== Required work ==
Every line below that has the string "give" needs to be copied.

Data items:
========================

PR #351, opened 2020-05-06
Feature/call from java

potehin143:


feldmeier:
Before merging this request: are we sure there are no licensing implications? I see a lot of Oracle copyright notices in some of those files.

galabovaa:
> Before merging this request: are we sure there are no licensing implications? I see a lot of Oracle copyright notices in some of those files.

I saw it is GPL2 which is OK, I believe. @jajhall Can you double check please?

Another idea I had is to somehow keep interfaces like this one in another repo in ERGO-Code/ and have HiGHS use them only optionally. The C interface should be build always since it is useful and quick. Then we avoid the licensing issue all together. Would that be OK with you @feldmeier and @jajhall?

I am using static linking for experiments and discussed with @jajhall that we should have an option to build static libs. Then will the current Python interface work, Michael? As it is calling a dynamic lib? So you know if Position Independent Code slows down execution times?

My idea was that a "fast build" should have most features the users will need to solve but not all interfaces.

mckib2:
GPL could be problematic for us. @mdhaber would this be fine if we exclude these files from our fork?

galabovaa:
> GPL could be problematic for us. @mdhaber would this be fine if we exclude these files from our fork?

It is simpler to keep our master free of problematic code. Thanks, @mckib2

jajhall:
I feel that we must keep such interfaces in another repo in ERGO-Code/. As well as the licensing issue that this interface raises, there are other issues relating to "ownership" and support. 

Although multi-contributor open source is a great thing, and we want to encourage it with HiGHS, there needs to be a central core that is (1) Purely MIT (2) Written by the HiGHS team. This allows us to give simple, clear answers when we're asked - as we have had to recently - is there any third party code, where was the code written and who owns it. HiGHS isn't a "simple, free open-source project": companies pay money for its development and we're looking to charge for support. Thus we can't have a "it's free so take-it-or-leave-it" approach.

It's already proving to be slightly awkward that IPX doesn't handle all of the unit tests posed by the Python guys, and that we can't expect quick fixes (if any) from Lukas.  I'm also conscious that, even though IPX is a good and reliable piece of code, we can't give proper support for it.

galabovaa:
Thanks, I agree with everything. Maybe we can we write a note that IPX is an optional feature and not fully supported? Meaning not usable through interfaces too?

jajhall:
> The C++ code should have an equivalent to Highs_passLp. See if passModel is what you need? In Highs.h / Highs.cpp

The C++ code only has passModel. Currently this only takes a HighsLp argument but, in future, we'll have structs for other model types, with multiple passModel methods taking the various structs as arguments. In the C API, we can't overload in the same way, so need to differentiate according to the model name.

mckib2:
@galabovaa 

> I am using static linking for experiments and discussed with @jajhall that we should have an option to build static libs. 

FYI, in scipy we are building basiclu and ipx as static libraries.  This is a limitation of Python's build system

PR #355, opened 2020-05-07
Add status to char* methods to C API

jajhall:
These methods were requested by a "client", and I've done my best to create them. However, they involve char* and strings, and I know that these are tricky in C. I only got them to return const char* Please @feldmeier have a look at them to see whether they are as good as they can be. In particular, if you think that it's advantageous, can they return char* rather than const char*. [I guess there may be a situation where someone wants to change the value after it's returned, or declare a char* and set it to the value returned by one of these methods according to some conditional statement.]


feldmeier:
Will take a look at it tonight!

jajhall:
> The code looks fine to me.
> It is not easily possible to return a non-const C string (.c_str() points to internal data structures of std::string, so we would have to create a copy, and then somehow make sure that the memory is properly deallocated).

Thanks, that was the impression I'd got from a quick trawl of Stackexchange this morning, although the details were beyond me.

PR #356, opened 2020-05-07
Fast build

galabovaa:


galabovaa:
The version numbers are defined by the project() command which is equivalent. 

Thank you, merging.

========================

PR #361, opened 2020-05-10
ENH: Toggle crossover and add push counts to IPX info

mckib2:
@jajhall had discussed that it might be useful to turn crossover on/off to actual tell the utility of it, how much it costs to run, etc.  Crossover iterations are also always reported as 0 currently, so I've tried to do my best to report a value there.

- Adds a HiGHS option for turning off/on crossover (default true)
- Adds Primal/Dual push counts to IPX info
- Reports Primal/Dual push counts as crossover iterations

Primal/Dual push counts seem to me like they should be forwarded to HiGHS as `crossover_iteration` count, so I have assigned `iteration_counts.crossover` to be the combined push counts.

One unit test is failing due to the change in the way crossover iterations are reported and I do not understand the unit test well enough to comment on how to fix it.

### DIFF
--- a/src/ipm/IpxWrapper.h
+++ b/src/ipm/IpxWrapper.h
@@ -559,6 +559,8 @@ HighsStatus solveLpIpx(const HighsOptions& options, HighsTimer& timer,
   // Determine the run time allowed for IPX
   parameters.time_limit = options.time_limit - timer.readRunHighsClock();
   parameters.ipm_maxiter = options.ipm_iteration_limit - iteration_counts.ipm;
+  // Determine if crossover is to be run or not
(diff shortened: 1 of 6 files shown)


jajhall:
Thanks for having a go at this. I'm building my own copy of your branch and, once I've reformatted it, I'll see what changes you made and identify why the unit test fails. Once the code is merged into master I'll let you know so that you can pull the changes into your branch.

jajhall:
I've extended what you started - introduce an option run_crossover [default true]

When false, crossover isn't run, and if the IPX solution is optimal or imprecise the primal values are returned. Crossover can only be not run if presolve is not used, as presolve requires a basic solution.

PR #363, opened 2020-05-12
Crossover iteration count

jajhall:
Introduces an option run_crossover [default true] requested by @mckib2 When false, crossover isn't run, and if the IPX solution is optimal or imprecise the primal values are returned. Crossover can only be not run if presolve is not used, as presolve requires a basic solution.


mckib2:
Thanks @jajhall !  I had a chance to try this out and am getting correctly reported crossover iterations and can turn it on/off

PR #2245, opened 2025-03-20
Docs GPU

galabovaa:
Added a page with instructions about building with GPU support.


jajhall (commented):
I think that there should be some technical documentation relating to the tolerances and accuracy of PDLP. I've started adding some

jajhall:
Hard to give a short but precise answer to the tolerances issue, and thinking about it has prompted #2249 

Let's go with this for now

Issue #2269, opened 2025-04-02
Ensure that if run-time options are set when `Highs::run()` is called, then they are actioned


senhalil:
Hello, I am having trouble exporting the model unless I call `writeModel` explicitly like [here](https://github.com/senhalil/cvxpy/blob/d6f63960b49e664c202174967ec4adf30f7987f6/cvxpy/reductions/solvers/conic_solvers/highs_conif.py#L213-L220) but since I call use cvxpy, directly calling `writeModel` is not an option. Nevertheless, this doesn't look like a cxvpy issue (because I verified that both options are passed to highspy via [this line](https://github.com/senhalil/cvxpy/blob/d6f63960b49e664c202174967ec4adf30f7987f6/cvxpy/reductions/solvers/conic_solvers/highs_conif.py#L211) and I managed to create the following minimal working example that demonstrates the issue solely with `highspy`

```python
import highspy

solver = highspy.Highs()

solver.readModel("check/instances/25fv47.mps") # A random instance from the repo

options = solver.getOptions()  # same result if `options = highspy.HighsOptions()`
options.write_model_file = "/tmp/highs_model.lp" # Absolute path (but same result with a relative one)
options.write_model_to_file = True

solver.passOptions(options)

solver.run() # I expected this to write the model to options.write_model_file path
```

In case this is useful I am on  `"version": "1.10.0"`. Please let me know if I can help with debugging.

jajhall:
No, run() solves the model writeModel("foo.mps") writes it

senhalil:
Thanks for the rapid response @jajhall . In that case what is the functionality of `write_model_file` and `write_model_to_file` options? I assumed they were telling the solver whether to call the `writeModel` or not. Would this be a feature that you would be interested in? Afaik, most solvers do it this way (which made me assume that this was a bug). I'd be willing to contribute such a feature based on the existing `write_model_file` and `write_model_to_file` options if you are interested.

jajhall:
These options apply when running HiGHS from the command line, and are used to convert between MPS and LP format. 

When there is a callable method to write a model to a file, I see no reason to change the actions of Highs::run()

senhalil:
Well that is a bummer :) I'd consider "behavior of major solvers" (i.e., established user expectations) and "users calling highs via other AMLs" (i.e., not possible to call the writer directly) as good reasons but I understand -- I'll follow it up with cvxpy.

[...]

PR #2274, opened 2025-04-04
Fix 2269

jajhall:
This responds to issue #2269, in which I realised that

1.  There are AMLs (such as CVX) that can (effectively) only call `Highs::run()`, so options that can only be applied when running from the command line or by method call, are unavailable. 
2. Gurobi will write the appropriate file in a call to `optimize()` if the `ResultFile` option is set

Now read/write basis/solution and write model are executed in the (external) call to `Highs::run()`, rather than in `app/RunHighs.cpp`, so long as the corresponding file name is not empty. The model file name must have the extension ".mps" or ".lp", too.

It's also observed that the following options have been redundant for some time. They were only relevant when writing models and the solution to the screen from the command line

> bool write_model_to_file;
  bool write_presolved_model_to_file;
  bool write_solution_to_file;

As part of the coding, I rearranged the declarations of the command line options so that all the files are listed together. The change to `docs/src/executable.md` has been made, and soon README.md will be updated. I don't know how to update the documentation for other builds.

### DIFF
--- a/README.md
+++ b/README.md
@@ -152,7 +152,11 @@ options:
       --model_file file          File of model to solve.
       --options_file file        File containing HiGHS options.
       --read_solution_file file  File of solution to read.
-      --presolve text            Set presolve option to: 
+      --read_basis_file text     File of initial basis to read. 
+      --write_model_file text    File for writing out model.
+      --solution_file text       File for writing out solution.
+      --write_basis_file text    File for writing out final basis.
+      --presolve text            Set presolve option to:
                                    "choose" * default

========================

== Response for this exercise ==
Although multi-contributor open source is a great thing, and we want to encourage it with HiGHS, there needs to be a central core that is (1) Purely MIT (2) Written by the HiGHS team. This allows us to give simple, clear answers when we're asked - as we have had to recently - is there any third party code, where was the code written and who owns it. HiGHS isn't a "simple, free open-source project": companies pay money for its development and we're looking to charge for support. Thus we can't have a "it's free so take-it-or-leave-it" approach.
It's already proving to be slightly awkward that IPX doesn't handle all of the unit tests posed by the Python guys, and that we can't expect quick fixes (if any) from Lukas.  I'm also conscious that, even though IPX is a good and reliable piece of code, we can't give proper support for it.
Hard to give a short but precise answer to the tolerances issue, and thinking about it has prompted #2249 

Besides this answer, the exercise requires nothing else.